= How to complete this task =
All lines of the material must be output verbatim.
◇ ◇ ◇ ◇
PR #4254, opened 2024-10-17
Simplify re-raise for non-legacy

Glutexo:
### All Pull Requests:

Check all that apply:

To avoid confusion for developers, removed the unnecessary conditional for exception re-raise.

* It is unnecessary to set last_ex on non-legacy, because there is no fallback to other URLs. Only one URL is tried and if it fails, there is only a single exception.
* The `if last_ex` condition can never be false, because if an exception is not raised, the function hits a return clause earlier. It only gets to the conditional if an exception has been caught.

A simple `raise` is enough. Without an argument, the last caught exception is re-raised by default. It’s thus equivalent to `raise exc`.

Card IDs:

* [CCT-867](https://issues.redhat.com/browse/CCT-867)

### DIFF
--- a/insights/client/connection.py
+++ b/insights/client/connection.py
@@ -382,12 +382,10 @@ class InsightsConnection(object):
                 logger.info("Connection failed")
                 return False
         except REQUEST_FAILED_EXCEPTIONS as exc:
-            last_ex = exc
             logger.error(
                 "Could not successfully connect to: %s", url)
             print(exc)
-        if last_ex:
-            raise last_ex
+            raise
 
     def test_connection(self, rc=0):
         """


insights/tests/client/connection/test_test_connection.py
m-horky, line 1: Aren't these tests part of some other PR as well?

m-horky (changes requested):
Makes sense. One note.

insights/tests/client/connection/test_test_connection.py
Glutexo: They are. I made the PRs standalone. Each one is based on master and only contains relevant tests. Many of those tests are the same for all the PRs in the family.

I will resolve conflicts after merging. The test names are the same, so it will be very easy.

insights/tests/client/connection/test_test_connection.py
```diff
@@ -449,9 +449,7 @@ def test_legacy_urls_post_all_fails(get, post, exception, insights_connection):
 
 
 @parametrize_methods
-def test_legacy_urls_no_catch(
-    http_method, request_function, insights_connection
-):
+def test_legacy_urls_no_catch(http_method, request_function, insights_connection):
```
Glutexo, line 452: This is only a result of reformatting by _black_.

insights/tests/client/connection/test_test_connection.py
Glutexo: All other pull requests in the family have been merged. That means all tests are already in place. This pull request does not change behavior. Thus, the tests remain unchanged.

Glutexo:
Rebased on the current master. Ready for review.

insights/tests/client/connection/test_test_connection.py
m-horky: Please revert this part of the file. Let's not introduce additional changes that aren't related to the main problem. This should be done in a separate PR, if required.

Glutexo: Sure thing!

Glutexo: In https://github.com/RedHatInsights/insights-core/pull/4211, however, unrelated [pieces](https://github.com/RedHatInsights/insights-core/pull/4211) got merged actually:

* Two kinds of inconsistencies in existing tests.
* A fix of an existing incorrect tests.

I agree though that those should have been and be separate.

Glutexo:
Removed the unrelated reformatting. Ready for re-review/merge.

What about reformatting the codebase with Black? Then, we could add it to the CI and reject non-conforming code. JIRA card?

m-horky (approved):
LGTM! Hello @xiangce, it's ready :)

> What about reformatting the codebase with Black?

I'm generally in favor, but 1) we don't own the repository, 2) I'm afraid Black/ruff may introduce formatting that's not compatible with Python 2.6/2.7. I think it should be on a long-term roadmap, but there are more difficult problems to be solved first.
◇ ◇ ◇ ◇
= Solution for this task =
PR #4254, opened 2024-10-17
Simplify re-raise for non-legacy

Glutexo:
### All Pull Requests:

Check all that apply:

To avoid confusion for developers, removed the unnecessary conditional for exception re-raise.

* It is unnecessary to set last_ex on non-legacy, because there is no fallback to other URLs. Only one URL is tried and if it fails, there is only a single exception.
* The `if last_ex` condition can never be false, because if an exception is not raised, the function hits a return clause earlier. It only gets to the conditional if an exception has been caught.

A simple `raise` is enough. Without an argument, the last caught exception is re-raised by default. It’s thus equivalent to `raise exc`.

Card IDs:

* [CCT-867](https://issues.redhat.com/browse/CCT-867)

### DIFF
--- a/insights/client/connection.py
+++ b/insights/client/connection.py
@@ -382,12 +382,10 @@ class InsightsConnection(object):
                 logger.info("Connection failed")
                 return False
         except REQUEST_FAILED_EXCEPTIONS as exc:
-            last_ex = exc
             logger.error(
                 "Could not successfully connect to: %s", url)
             print(exc)
-        if last_ex:
-            raise last_ex
+            raise
 
     def test_connection(self, rc=0):
         """


insights/tests/client/connection/test_test_connection.py
m-horky, line 1: Aren't these tests part of some other PR as well?

m-horky (changes requested):
Makes sense. One note.

insights/tests/client/connection/test_test_connection.py
Glutexo: They are. I made the PRs standalone. Each one is based on master and only contains relevant tests. Many of those tests are the same for all the PRs in the family.

I will resolve conflicts after merging. The test names are the same, so it will be very easy.

insights/tests/client/connection/test_test_connection.py
```diff
@@ -449,9 +449,7 @@ def test_legacy_urls_post_all_fails(get, post, exception, insights_connection):
 
 
 @parametrize_methods
-def test_legacy_urls_no_catch(
-    http_method, request_function, insights_connection
-):
+def test_legacy_urls_no_catch(http_method, request_function, insights_connection):
```
Glutexo, line 452: This is only a result of reformatting by _black_.

insights/tests/client/connection/test_test_connection.py
Glutexo: All other pull requests in the family have been merged. That means all tests are already in place. This pull request does not change behavior. Thus, the tests remain unchanged.

Glutexo:
Rebased on the current master. Ready for review.

insights/tests/client/connection/test_test_connection.py
m-horky: Please revert this part of the file. Let's not introduce additional changes that aren't related to the main problem. This should be done in a separate PR, if required.

Glutexo: Sure thing!

Glutexo: In https://github.com/RedHatInsights/insights-core/pull/4211, however, unrelated [pieces](https://github.com/RedHatInsights/insights-core/pull/4211) got merged actually:

* Two kinds of inconsistencies in existing tests.
* A fix of an existing incorrect tests.

I agree though that those should have been and be separate.

Glutexo:
Removed the unrelated reformatting. Ready for re-review/merge.

What about reformatting the codebase with Black? Then, we could add it to the CI and reject non-conforming code. JIRA card?

m-horky (approved):
LGTM! Hello @xiangce, it's ready :)

> What about reformatting the codebase with Black?

I'm generally in favor, but 1) we don't own the repository, 2) I'm afraid Black/ruff may introduce formatting that's not compatible with Python 2.6/2.7. I think it should be on a long-term roadmap, but there are more difficult problems to be solved first.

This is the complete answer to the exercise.